Wednesday, 10 May 2023

Auditor-General's Reports

Report No. 21 of 2022-23; Consideration

5:46 pm

Photo of David ShoebridgeDavid Shoebridge (NSW, Australian Greens) Share this | Hansard source

I move:

That the Senate take note of the document.

Sometimes, when you're looking at the way in which the Department of Defence and defence procurement is oversighted in this place, there are moments when powerful and loud truths are told. Sometimes there's a document or a moment when you suddenly look under the bonnet and see the way in which this institution, the parliament, fails to oversee what is now a $50 billion a year national expenditure on defence. With the tabling of the performance audit on the Department of Defence's procurement of Hunter class frigates by the Audit Office today, we suddenly lifted up the bonnet and had a look at how it all worked. It was a sorry tale, because, in a project for the Hunter class frigates, which has a current price tag of more than $45 billion, it turns out that, when the Department of Defence entered the contract for a $45 billion project, they got a number of tenders. There were three quite competitive tenders: one from BAE and a couple of others. They said to the government, 'Oh, we're going to do a tender process; don't you worry about it,' and they set out the documentation. Obviously, a core part of a public tender process is checking for value for money. Will this deliver what we want for value? In fact, it's hard to think of a more important element in a public tender process. They said, 'Does it deliver value for money?' That's what they said they test for. They handed the document to the minister, and they handed the document to the secret oversight committee, and they said, 'That's what we are going to do.' Then they went away and signed Australian taxpayers up to a $45 billion project without ever checking for value for money. They never did it.
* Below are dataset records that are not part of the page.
PR #9786, opened 2026-01-28
[APP-1761] Prevent welcome modal from reappearing

vineyardbovines:


src/components/hooks/useWelcomeModal.ts
```diff
@@ -21,14 +21,18 @@ export function useWelcomeModal() {
...
       const hasUserClosedModal =
-        sessionStorage.getItem('welcomeModalClosed') === 'true'
+        localStorage.getItem('welcomeModalClosed') === 'true'
+      const hasModalBeenShown =
+        localStorage.getItem('welcomeModalShown') === 'true'
 
-      if (isHomePage && !hasUserClosedModal) {
+      if (isHomePage && !hasUserClosedModal && !hasModalBeenShown) {
+        // Mark that the modal has been shown, don't show again
+        localStorage.setItem('welcomeModalShown', 'true')
```
mozzius: Lgtm, but logically, do we need the `welcomeModalClosed` one now? I can't think of a case where that would be false and `welcomeModalShown` would be true, I think it's redundant

vineyardbovines: this is why we don't let cursor make changes. fixed!

PR #9789, opened 2026-01-29
Add ESLint rule to enforce Lingui msg usage

mozzius:
Adds a custom ESLint rule 'lingui-msg-rule' that ensures the Lingui _()
function is called with msg`` template literals or plural/select macros,
preventing accidental misuse like _('string') which bypasses i18n.

https://claude.ai/code/session_01JMXXPUgAHiSBGmfGwUojKy


vineyardbovines (approved):
🤑

PR #9793, opened 2026-01-29
add expo/metro-runtime for web hot reloading

vineyardbovines:
image
 
IIRC Expo 54 disables hot reloading for web by default and this enables it

### DIFF
--- a/index.web.js
+++ b/index.web.js
@@ -1,3 +1,4 @@
+import '@expo/metro-runtime'
 import '#/platform/markBundleStartTime'
 import '#/platform/polyfills'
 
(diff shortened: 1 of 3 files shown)


index.web.js
```diff
@@ -1,3 +1,4 @@
+import '@expo/metro-runtime'
```
mozzius, line 1: I'm guessing we don't want this in the prod bundle?

```suggestion
if (__DEV__) require('@expo/metro-runtime')
```

mozzius: also might wanna leave a comment for posterity

PR #9800, opened 2026-01-30
show rich text in drafts list

mozzius:
Screenshot 2026-01-30 at 18 27 56


estrattonbailey (changes requested):
Gonna cherry pick this commit into the new preview 👍

PR #9801, opened 2026-01-30
remove webpack in favor of metro for web

vineyardbovines:
clearly a big one, but hopefully a big improvement. running web locally is a lot faster now, as is building it. random smoke testing around the local builds, everything seems in tact so far. 

**test steps**

- run `yarn web`: dev server starts and HMR works
  - dev server startup time is significantly faster. change any component to see HMR
- run `yarn build-web`: exports production, should populate `dist/` and `bskyweb/static`
- verify `scripts.html` is generated with the correct CDN paths
- run app from the go server

**misc todo**
- [ ] Replace `generate-webpack-stats-file`

CleanShot 2026-01-30 at 11 53 07


src/components/Dialog/index.web.tsx
```diff
@@ -10,7 +10,9 @@ import {
 } from 'react-native'
 import {msg} from '@lingui/macro'
 import {useLingui} from '@lingui/react'
-import {DismissableLayer, FocusGuards, FocusScope} from 'radix-ui/internal'
+import {DismissableLayer} from '@radix-ui/react-dismissable-layer'
```
vineyardbovines, line 21: because we have `cfg.resolver.unstable_enablePackageExports = false` in the metro config, i didn't really want to see what broke if i removed it. instead, i swapped out the package imports for radix-ui

mozzius: see here for context on why we added it

https://github.com/bluesky-social/social-app/pull/8219

package.json
mozzius, line 1: Looks like a bunch of indentation was added, maybe set your editor to "detect current indentation" or w/e

package.json
```diff
@@ -1,383 +1,381 @@
...
+        "intl:compile-if-needed": "is-ci || [ -f src/locale/locales/en/messages.js ] || yarn intl:compile",
+        "intl:pull": "crowdin download translations --verbose -b main",
+        "intl:push": "crowdin push translations --verbose -b main",
+        "intl:push-sources": "crowdin push sources --verbose -b main",
+        "nuke": "rm -rf ./node_modules && rm -rf ./ios && rm -rf ./android",
+        "update-extensions": "bash scripts/updateExtensions.sh",
+        "export": "npx expo export --dump-sourcemap && yarn upload-native-sourcemaps",
+        "upload-native-sourcemaps": "npx sentry-expo-upload-sourcemaps dist",
+        "make-deploy-bundle": "bash scripts/bundleUpdate.sh",
+        "generate-web-stats": "EXPO_ATLAS=1 yarn build-web",
```
mozzius: Oh cool, we should definitely configure expo-atlas to work for all platforms

package.json
vineyardbovines: me the other day: i'm gonna fix my dev env because its trashed
also me: fix the app dev env instead

mozzius:
@claude review

mozzius:
@claude re-review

They never assessed the three competitive tenders against each other for value for money. They just signed off on the current project without ever checking, and then they forgot, or they failed, to tell the government that they'd never checked for value for money. They never told the government. I find it even more astounding that nobody in the minister's office checked, nobody in the coalition government checked and nobody in the Labor opposition checked. They have access to secret documents in their secret committee, and they all come together in their secret committee and think they're very important. They see people with brass clips on their shoulders and feel they're in some secret club, and not one of them ever asked whether they assessed a $45 billion project for value for money. Has it delivered value for money? Absolutely not. It's already 18 months delayed. It's already half a billion dollars over budget, which doesn't include the 95 contract variations they've had to enter into to try and make the thing bloody well float.
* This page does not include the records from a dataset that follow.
PR #9809, opened 2026-02-02
Make GIFs look like GIFs

mozzius:
Tags `.gif` file uploads with a special presentation, which then changes the appearance of the video controls (simplifies them to match other gifs, mutes). This is via the new `presentation` field in the record.

I also made the web video player cope better with short videos (see the changes to looping)

https://github.com/user-attachments/assets/99302a22-fc4a-4e70-8c82-5226c70bd7a1

https://github.com/user-attachments/assets/86fcea27-71b2-4c9f-a1ee-5f2e7bc7ec08

### DIFF
--- a/src/components/Post/Embed/VideoEmbed/index.web.tsx
+++ b/src/components/Post/Embed/VideoEmbed/index.web.tsx
@@ -98,7 +98,6 @@ export function VideoEmbed({embed}: {embed: AppBskyEmbedVideo.View}) {
             setActive={setActive}
             onScreen={onScreen}
             lastKnownTime={lastKnownTime}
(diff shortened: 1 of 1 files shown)


src/lib/api/index.ts
```diff
@@ -354,6 +354,8 @@ async function resolveMedia(
       alt: videoDraft.altText || undefined,
       captions: captions.length === 0 ? undefined : captions,
       aspectRatio,
+      presentation:
+        videoDraft.video.mimeType === 'image/gif' ? 'gif' : 'default',
```
mozzius, line 358: This is where we set the `presentation` field

PR #9814, opened 2026-02-03
Only treat animated gifs as videos, leave static gifs as images

mozzius:
Checks if a `image/gif` file is actually animated, and only treat it as a video if it has multiple frames. It will fail to upload as a video if it only has one frame with "Failed to get duration"

You can validate the `isAnimatedGif` function in isolation here: 
https://codesandbox.io/p/devbox/t8sjj7

These are my test gifs: [gif-examples.zip](https://github.com/user-attachments/files/25051855/gif-examples.zip)

https://github.com/user-attachments/assets/79bb11a7-f870-4dba-b3b9-27435f12efa8

https://github.com/user-attachments/assets/efc6c775-da92-4e4c-9f0b-4567933f46c2

# Test plan

Try out animated and non-animated gifs, on web and native

### DIFF
--- a/src/view/com/composer/SelectMediaButton.tsx
+++ b/src/view/com/composer/SelectMediaButton.tsx
@@ -130,9 +130,7 @@ const extensionToMimeType: Record<
  * `mimeType`. If `mimeType` is not available, we try to infer it through
  * various means.
  */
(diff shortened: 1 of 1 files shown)


vineyardbovines (approved):
schweet

PR #9831, opened 2026-02-05
[APP-1794] respect mute words for live event feed banners

vineyardbovines:
Utilize `hasMutedWord` to ensure live event feed banners with muted words don't display (with the exception of bsky team and dev mode). 

Tested with both a mock event (porsche) and the dev live event (ncaa) on web and mobile.

CleanShot 2026-02-05 at 10 03 26
CleanShot 2026-02-05 at 10 11 23


estrattonbailey (approved):
Nailed it 😎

The original contract provided for a frigate that turns out to be inadequately armed and inadequately defended, so they keep tacking things onto it: more missiles, more ammunition and more antisubmarine warfare project material. They keep tacking new things onto it, so now it's so top heavy you can't take it out to sea. If you put it out in a heavy sea, it will tip over and capsize. We're going to have six Hunter class frigates that'll only be able to be put out on the lake at the front of Parliament House. Did I mention it's a $45 billion project?
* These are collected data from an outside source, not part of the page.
PR #9838, opened 2026-02-06
Use post context to generate consistent filenames for saved images (fixes #7280)

### LINKED ISSUE #7280: Save Images With Consistent Names
### Describe the Feature

Instead of generating a random UUID for the image being being saved, save the image with a consistent timestamped name eg `BSKY_YYYYmmdd_HHMMSS` so that it is easier to search through them in a filesystem.

### Attachments

_No response_

### Describe Alternatives

_No response_

### Additional Context

_No response_

Igetin:
# What / Why

When saving images from the lightbox view, the filename was previously generic/non-deterministic (UUID), which made it hard to relate saved files back to the original post and search for them later in a filesystem.

This change makes saved post-image filenames deterministic based on post metadata.

This was originally requested in #7280.

# Changes

- derives a stable save name for image lightbox items in `ImageEmbed` from the owning post (`CommonProps.post`) that the embed layer already receives, so no new props or call-site changes are needed
- generates a `baseSaveName` for post images using the format: `handle_postRkey_imgN_postCreatedAtUtc`
- threads that optional `baseSaveName`  through the current lightbox save flow and media save pipeline
- preserves UUID fallback behavior when post context is unavailable
- applies the same filename behavior to the current web lightbox download path as well as native save flows

# Filename format

Example filename:

```
15delicious.bsky.social_3me7qo3xdyc23_img1_2026-02-06T223014.jpg
```

If the required post context is unavailable when determining the save name, the save flow falls back to a generated UUID filename. That still covers cases like saving a profile picture from a non-post lightbox entry point.

# Testing

I have tested this on my Android 15 device. It would be helpful if someone could also test this on an iOS device.

- Post with multiple images:
  1. Open the post
  2. Tap the first image to open lightbox
  3. Tap Save → swipe right (repeat for each image)
  4. Save one of the images a second time
- User profile picture:
  1. Navigate to a user's profile
  2. Tap the profile picture
  3. Tap Save
- Verify filenames:
  1. Open your gallery app and navigate to the Bluesky album
  2. Verify the post filenames match the format `${handle}_${postRkey}_img{N}_{postCreatedAtUtc}`
  3. On Android, verify that the post image that was saved twice has two files, with the newer one having the suffix ` (1)`
  4. Verify that the saved profile picture uses a UUID filename (such as `f94ff601-ff56-4bf1-9758-84fc49666ed3.jpg`)

### Other notes

Let me know if this should be behind a configuration option rather than default behavior.

---

Closes #7280.

### DIFF
--- a/src/components/Lightbox/Lightbox.tsx
+++ b/src/components/Lightbox/Lightbox.tsx
@@ -19,7 +19,7 @@ export function Lightbox() {
     <ImageView
       lightbox={activeLightbox}
       onRequestClose={onClose}
-      onPressSave={uri => void saveImageToAlbum(uri)}
+      onPressSave={opts => void saveImageToAlbum(opts)}
       onPressShare={uri => void shareImageModal({uri})}
     />
   )
--- a/src/components/Lightbox/Lightbox.web.tsx
+++ b/src/components/Lightbox/Lightbox.web.tsx
@@ -311,7 +311,10 @@ function LightboxGallery({
             <Menu.Item
               label={l`Download image`}
               onPress={() => {
-                saveImageToMediaLibrary({uri: img.uri}).then(
+                saveImageToMediaLibrary({
+                  uri: img.uri,
+                  baseSaveName: img.baseSaveName,
+                }).then(
                   () => {
                     Toast.show(l`Image saved`)
                   },
--- a/src/components/Lightbox/pager/ImagePager.tsx
+++ b/src/components/Lightbox/pager/ImagePager.tsx
@@ -85,7 +85,7 @@ export default function ImageViewRoot({
 }: {
   lightbox: Lightbox | null
   onRequestClose: () => void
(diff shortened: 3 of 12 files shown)


Igetin:
Rebased onto latest upstream (`bluesky-social:main`) and resolved conflicts by preserving the upstream save pipeline changes while keeping this PR’s deterministic filename behavior. I've also retested the new functionality as per the issue description.

Igetin:
Once again refreshed this branch onto current `main` and reapplied the feature through the current lightbox/embed architecture. I also reran the local typecheck and hook validation.

Igetin:
Rebased, tweaked, and retested the implementation for the 1.127.0 release. The embed layer now receives the owning post directly (`CommonProps.post`), so the save name is derived from it inside `ImageEmbed` instead of threading custom props through every call site. The diff is now several files smaller, but the behavior remains the same.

What is clear from the Audit Office is that we've got a bunch of amateurs in there—or a bunch of noddies or a mixture of the two—signing up the Australian public to billions and billions of dollars of expenditure without even doing the most basic due diligence. And if you want a shiver to go down your spine as a young person in this country or as a taxpayer in this country, this is the same bunch of noddies who have just been given a blank cheque for half a trillion dollars or more, where they say they'll be able to deliver some submarines by 2060. Heaven help the Australian public!